## Data supplied
+ + + +

PR #301, opened 2020-06-19
Fix Actor.cc copy operators and restructure tests

luca-della-vedova:
This PR is a followup of #299, it changes all the copy operators to use the default copy operator of the private data object, fixing a few properties that were not copied in the manual copy (such as the actor properties trajectories, joints, links, sdf element).

I also took the chance to implement unit tests for every class (before only actors were being tested) and restructure the tests a bit to reduce code duplication.
The tests are now much more comprehensive. What can be set through setter functions is tested in the unit tests. The parts that are set on SDF parsing are tested in the integration test (the example sdf has also been updated to add joints and links, previously untested).

Open to feedback about what to do with the CopyFrom functions, right now they are broken since they don't copy all the properties, I wanted to deprecate them but is that OK to do in a minor release?

### DIFF
--- a/src/Actor_TEST.cc
+++ b/src/Actor_TEST.cc
@@ -61,7 +61,7 @@ bool TrajectoriesEqual(const sdf::Trajectory &_traj1,
     const sdf::Trajectory &_traj2)
 {
   constexpr double EPS = 1e-6;
-  bool waypoints_equal = true;
+  bool waypointsEqual = true;
   if (_traj1.WaypointCount() != _traj2.WaypointCount())
   {
     return false;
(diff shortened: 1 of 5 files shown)


src/Actor_TEST.cc
```diff
@@ -19,6 +19,127 @@
...
+  {
+    return false;
+  }
+  for (uint64_t traj_idx = 0; traj_idx < _actor1.TrajectoryCount(); ++traj_idx)
+  {
+    trajectories_equal &= TrajectoriesEqual(
+        *_actor1.TrajectoryByIndex(traj_idx),
+        *_actor2.TrajectoryByIndex(traj_idx));
+  }
+  return animations_equal && trajectories_equal &&
```
iche033, line 128: nitpick: camelCase for `animations_equal` and `trajectories_equal`

luca-della-vedova: [Done](https://github.com/osrf/sdformat/pull/301/commits/f00cf338e2131fdedfe35184c14f47e36bec93d9), a quick search for `_equal` showed that `waypoints_equal` had the same issue so fixed that as well.

scpeters:
I don't know why the GitHub action didn't run for this PR

luca-della-vedova:
> I don't know why the GitHub action didn't run for this PR

I'm not sure how to fix that, can someone retrigger the action?

scpeters:

j-rivero:
@osrf-jenkins run tests

scpeters:
I think #310 should enable the actions CI for this branch

PR #304, opened 2020-06-24
sdf 1.8: support specifying frames as joint child/parent

### LINKED ISSUE #204: joint: should support specifying frames in `<child>` and `<parent>`

scpeters:
Resolves #204, replacement for #300.

This changes the definition of the `//joint/child` and `//joint/parent` elements in SDFormat 1.8 so that they may specify a frame name instead of only a link name, per the [composition proposal](http://sdformat.org/tutorials?tut=composition_proposal&cat=pose_semantics_docs&#1-2-interface-elements). I've added some example models using this behavior in 85ab1c5. The parsing stages used to construct the `FrameAttachedToGraph` and `PoseRelativeToGraph` were changed a bit in de80f92 in order to support this feature, as noted in https://github.com/osrf/sdf_tutorials/commit/77b0db1f4e8e91b6cbdefe5f318f056001855712 (currently blocked by https://github.com/osrf/sdf_tutorials/pull/28).

Methods for resolving the name of a joint's parent and child links are added in 655833c:

* `Joint::ResolveChildLink`
* `Joint::ResolveParentLink`

I've redacted the deprecations from #301 from this PR to reduce the noise. We can rename API's in a follow-up PR.

---
This change is [Reviewable](https://reviewable.io/reviews/osrf/sdformat/304)

### DIFF
--- a/Migration.md
+++ b/Migration.md
@@ -221,6 +221,10 @@ but with improved human-readability..
 
 ## SDF protocol 1.7 to 1.8
 
+### Modifications
+
+1. **joint.sdf** `child` and `parent` elements accept frame names instead of only link names
+
 ### Deprecations
 
 1. **joint.sdf** `initial_position` element in `<joint><axis>` and `<joint><axis2>` is deprecated
--- a/Migration.md
+++ b/Migration.md
@@ -35,7 +35,7 @@ but with improved human-readability..
 1. + Removed the `parser_urdf.hh` header file and its `URDF2SDF` class
    + [Pull request 276](https://github.com/osrf/sdformat/pull/276)
 
-1. + Removed the deprecated `Pose()`, `SetPose(), and `*PoseFrame()` API's in all DOM classes:
+1. + Removed the deprecated `Pose()`, `SetPose()`, and `*PoseFrame()` API's in all DOM classes:
    + const ignition::math::Pose3d &Pose()
    + void SetPose(const ignition::math::Pose3d &)
    + const std::string &PoseFrame()
--- a/Migration.md
+++ b/Migration.md
@@ -232,6 +232,7 @@ but with improved human-readability..
 ### Modifications
 
 1. **joint.sdf** `child` and `parent` elements accept frame names instead of only link names
+    * [Issue 204](https://github.com/osrf/sdformat/issues/204)
 
 ### Deprecations
 
--- a/Migration.md
+++ b/Migration.md
@@ -12,6 +12,14 @@ forward programmatically.
 This document aims to contain similar information to those files
 but with improved human-readability..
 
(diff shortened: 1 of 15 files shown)


scpeters:
ready for review from @EricCousineau-TRI

EricCousineau-TRI:
*[a discussion](https://reviewable.io/reviews/osrf/sdformat/304#-MBooD0vAQaJ395C7pwX:-MBorFUhDCT2YCspc9Rp:b-n139l8) (no related file):*
<details><summary><i>Previously, EricCousineau-TRI (Eric Cousineau) wrote…</i></summary><blockquote>

To do:
Make a mention of "stacking joints" via joint implicit frames, and how that will do parallel, not serial, joints.
</blockquote></details>

Will write up XML for `L1 -> J1 -> J2 -> L2`

---

PR #312, opened 2020-07-02
Normalize joint axis xyz vector when parsing from SDFormat

### LINKED ISSUE #307: //joint/axis/xyz: Should normalize, or fail if norm(xyz) < tol
At present, `JointAxis` asks for vectors to be normalized, but does not enforce / fix it:
https://github.com/osrf/sdformat/blob/55029bbf533b26ddb2ea35acfdb4e1c7434a401e/include/sdf/JointAxis.hh#L85-L87

Ideal:
* If `norm(xyz) < eps`, fail. Normalizing this is junk.
* Otherwise, `xyz /= norm(xyz)`.

azeey:
Closes #307. Note that normalization is done only when parsing from SDFormat, i.e, values set via `JointAxis::SetXyz` are not normalized.


scpeters:
ready for review from @EricCousineau-TRI

azeey:

azeey:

+ + + +

Every line from the start of the material above through the line that contains "-61,7 +61,7 @@" must be written out exactly, with both ends included.

PR #301, opened 2020-06-19
Fix Actor.cc copy operators and restructure tests

luca-della-vedova:
This PR is a followup of #299, it changes all the copy operators to use the default copy operator of the private data object, fixing a few properties that were not copied in the manual copy (such as the actor properties trajectories, joints, links, sdf element).

I also took the chance to implement unit tests for every class (before only actors were being tested) and restructure the tests a bit to reduce code duplication.
The tests are now much more comprehensive. What can be set through setter functions is tested in the unit tests. The parts that are set on SDF parsing are tested in the integration test (the example sdf has also been updated to add joints and links, previously untested).

Open to feedback about what to do with the CopyFrom functions, right now they are broken since they don't copy all the properties, I wanted to deprecate them but is that OK to do in a minor release?

### DIFF
--- a/src/Actor_TEST.cc
+++ b/src/Actor_TEST.cc
@@ -61,7 +61,7 @@ bool TrajectoriesEqual(const sdf::Trajectory &_traj1,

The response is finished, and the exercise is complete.